> _What is being asked_
Repeat, line for line, the entries below from the first line to the line containing "MAGIC Crab runs.", counting both ends.

> _Input material_
Issue #4254, opened 2022-12-11
Simulations in the absence of a background model


AtreyeeS:
It can be useful to simulate DL4 observations in the absence of a background model, ie, where the off counts are obtained from real off observations (eg, for pulsars or OnOff Spectral datasets). The observed background here is one realisation of the random variable.

The main point here is to handle the statistics correctly. I dont know if it can be done by simply passing the correct `npred_background` to the `fake` method, or it requires some additional code.

opinions @registerrier @bkhelifi @QRemy @facero

AtreyeeS:
I think the simplest thing to here would be

- Update https://docs.gammapy.org/1.0/tutorials/analysis-1d/spectrum_simulation.html#on-off-analysis to show an example with the MAGIC Crab runs. 
- `dataset_on_off.fake` should take `npred_background=dataset_on_off.background`. The `npred_background` gives the marginalised background estimate, so it changes with the source model.

Or, we can also update https://docs.gammapy.org/1.0/tutorials/analysis-1d/spectral_analysis_rad_max.html to include a section on simulations.

registerrier:
In the absence of a background model, the only possible thing would be to bootstrap on the `counts_off` themselves. For instance, by using `np.random.choice`.

adonath:
Just for completeness I wanted to mention the following approach:

- One could work with 2 datasets: one "on" and one "off" dataset.
- One could define a parametric model for the npred of the  background, e.g. some power law with a turn over at low energies
- The background model would be shared between the on and off dataset, while the source model is only fitted to the on dataset
- This gives an estimation for the background npred model.

AtreyeeS:
@adonath This is indeed interesting, but I think there are still some advantages to using on-off stat in certain cases.
I added a line about your proposal in #4427

adonath:
@AtreyeeS One problem of "wstat" that is often ignored, is the lack of a physical prior assumption / model in the background. The energy bins in the background are assumed to be uncorrelated, which is not true. "wstat" always "overfits" to the background, thus the background model does not generalize to other observations. This problem is apparent for cubes (but for spectra too), where one would end up with a different estimate for the background predicted counts in each pixels. However a real or physical background model should typically behave smoothly. Unfortunately I have never seen anybody discuss this problem, so I'm not aware of any references and magnitude of this effect. I think some assumption about smoothness of the background should be required.

adonath:
[...]

PR #4427, opened 2023-03-27
Add example for on-off simulation

AtreyeeS:
This addresses #4254

### DIFF
--- a/examples/tutorials/analysis-1d/spectral_analysis_rad_max.py
+++ b/examples/tutorials/analysis-1d/spectral_analysis_rad_max.py
@@ -349,4 +349,31 @@ ax.legend()
 ax.set_ylim([1e-13, 1e-10])
 plt.show()
 
+
+######################################################################
+# Dataset simulations
+# -------------------
+#
+# A common way to check is a fit is biased is to simulate multiple datasets with
+# the obtained best fit model, and check the distribution of the fitted parameters.
+# Here, we show how to perform one such simulation
+#
+
+dataset_simulated = datasets.stack_reduce().copy(name="simulated_ds")
+simulated_model = best_fit_model.copy(name="simulated")
+dataset_simulated.models = simulated_model
+dataset_simulated.fake(
+    npred_background=dataset_simulated.counts_off * dataset_simulated.alpha
+)
+plt.figure()
+dataset_simulated.peek()
+plt.show()
+
+# The important thing to note here is that while this samples the on-counts, the off counts are
+# not sampled. If you have multiple measurements of the off counts, they should be used.
+
+result = fit.run(datasets=[dataset_simulated])
+print(result.models.to_parameters_table())
+
+
 # sphinx_gallery_thumbnail_number = 4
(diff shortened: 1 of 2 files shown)


examples/tutorials/analysis-1d/spectral_analysis_rad_max.py
```diff
@@ -349,4 +349,32 @@
...
+# A common way to check is a fit is biased is to simulate multiple datasets with
+# the obtained best fit model, and check the distribution of the fitted parameters.
+# Here, we show how to perform one such simulation
+#
+
+dataset_simulated = datasets.stack_reduce().copy(name="simulated_ds")
+simulated_model = best_fit_model.copy(name="simulated")
+dataset_simulated.models = simulated_model
+dataset_simulated.fake(
+    npred_background=dataset_simulated.counts_off * dataset_simulated.alpha
```
adonath, line 366: This line ignores the data from the in measurement. The predicted background counts in the Wstat case depend on the predict counts for the source. Instead they are given by https://docs.gammapy.org/1.0.1/api/gammapy.stats.get_wstat_mu_bkg.html#gammapy.stats.get_wstat_mu_bkg

However this is only valid for a given source model! We should at least mention this assumption...

QRemy (approved):
Thanks @AtreyeeS that's an interesting point to show in the doc.
In future we could have this in gammapy as a function that run a set of simulations+fit in parallel and return the distribution of fitted parameters. 
Maybe later we could also think of a tutorial dedicated to systematic studies based on simulations but also other methods like Jackknife masking part of the FoV or observations.

examples/tutorials/analysis-1d/spectral_analysis_rad_max.py
```diff
@@ -349,4 +349,32 @@
 ax.set_ylim([1e-13, 1e-10])
 plt.show()
 
+
+######################################################################
+# Dataset simulations
+# -------------------
+#
+# A common way to check is a fit is biased is to simulate multiple datasets with
+# the obtained best fit model, and check the distribution of the fitted parameters.
```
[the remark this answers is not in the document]
AtreyeeS: Indeed that would be more useful. But we show this in the spectral_simulation notebook already, and I dont know how much of stuff we want to repeat..

QRemy (approved):

examples/tutorials/analysis-1d/spectral_analysis_rad_max.py
```diff
@@ -349,4 +349,32 @@
...
 plt.show()
 
+
+######################################################################
+# Dataset simulations
+# -------------------
+#
+# A common way to check if a fit is biased is to simulate multiple datasets with
+# the obtained best fit model, and check the distribution of the fitted parameters.
+# Here, we show how to perform one such simulation
```
registerrier, line 359:
```suggestion
# Here, we show how to perform one such simulation assuming the measured off counts provide a good distribution of the background.
```

registerrier (approved):
Thanks @AtreyeeS . This is good.

I just left a small suggestion to insist on the assumption that off counts provide a correct background distribution.

QRemy (approved):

> _Expected answer_
Issue #4254, opened 2022-12-11
Simulations in the absence of a background model


AtreyeeS:
It can be useful to simulate DL4 observations in the absence of a background model, ie, where the off counts are obtained from real off observations (eg, for pulsars or OnOff Spectral datasets). The observed background here is one realisation of the random variable.

The main point here is to handle the statistics correctly. I dont know if it can be done by simply passing the correct `npred_background` to the `fake` method, or it requires some additional code.

opinions @registerrier @bkhelifi @QRemy @facero

AtreyeeS:
I think the simplest thing to here would be

- Update https://docs.gammapy.org/1.0/tutorials/analysis-1d/spectrum_simulation.html#on-off-analysis to show an example with the MAGIC Crab runs. 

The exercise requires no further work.